Anyway, rambling here. To get to the heart of what grunge is, I think you have to look at the seminal grunge band, which is Nirvana. I consider them almost pure punk which broke the rules by including melody. But I suppose that since it is so difficult to categorize, it makes some amount of sense for some (including Dave Grohl) to just group it in with metal, even if I don't completely agree with it.


----------



## Derro (Apr 16, 2008)

Whisperfoot said:
			
		

> Anyway, rambling here. To get to the heart of what grunge is, I think you have to look at the seminal grunge band, which is Nirvana. I consider them almost pure punk which broke the rules by including melody. But I suppose that since it is so difficult to categorize, it makes some amount of sense for some (including Dave Grohl) to just group it in with metal, even if I don't completely agree with it.




I don't want to thread-jack here so if this continues maybe we should do it somewhere else. However I'd like to address that Nirvana statement. I don't think it is entirely accurate to call them *the seminal grunge band*. They are undoubtedly the most successful and recognized band of the grunge genre but they were descended from bands like the Melvins (Cobain's favorite band), Mudhoney, Green River and Motherlovebone (who reformed as Pearl Jam), TAD, and the Screaming Trees. 

All of these bands had a real DIY sensibility inherited from punk but lacked for the most part the sensationalism of both punk and metal and maintained a lower key attitude more in line with indie-rock. Metal was cited as an influence mainly because the music was often as abrasive as metal but with more technical proficiency than punk. And the long hair.    Grunge was as much about attitude as sound. And location. If you were from Seattle, Olympia, or Tacoma you were a grunge band like it or not.  

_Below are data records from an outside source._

PR #497, opened 2024-08-20
feat: jws signature validation

dav1do:
Implements event validation using did:key/JWS. This verifies the envelope and makes sure the cacao grants access to the key that signed the payload. This builds on #495 (current target) and I had to make the cacao/pkh `Verifier` async since it can be a JWS based on the metadata.

This is not invoked anywhere and the tests currently only verify signatures for the valid events from the ceramic-sdk test vectors.

### DIFF
--- a/Cargo.lock
+++ b/Cargo.lock
@@ -1722,6 +1722,7 @@ name = "ceramic-validation"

All in all it is a debatable point at best. Music is music, what it's called just makes it easier to find at the record store.


----------



## Darrin Drader (Apr 16, 2008)

Derro said:
			
		

> I don't want to thread-jack here so if this continues maybe we should do it somewhere else.




I think its good that here we are, about 13 years after grunge more or less transformed into something else entirely and we're still trying to define it. For a genre that disliked labels and groupings, I think that this is fitting. I am grunge and I believe I always will be though I never had the hair or the tats, and its been a long, long while since I've worn flannel.

I agree that this thread has gotten completely hijacked, so to get it back on track, I'll urge this to be the last post on the subject.


----------



## S'mon (Apr 16, 2008)

Hussar said:
			
		

> In the interests of honestly.




George RR Martin was publishing in the mid-late '70s?  Githyanki first appeared in White Dwarf magazine around 1978 AIR, before being collated in Fiend Folio years later.


----------



## Clavis (Apr 16, 2008)

Whisperfoot said:
			
		

> I actually LOL'd because while totally crass, it really did manage to capture the feel for each of those subgenres. ALTHOUGH! GRUNGE! IS! NOT! METAL!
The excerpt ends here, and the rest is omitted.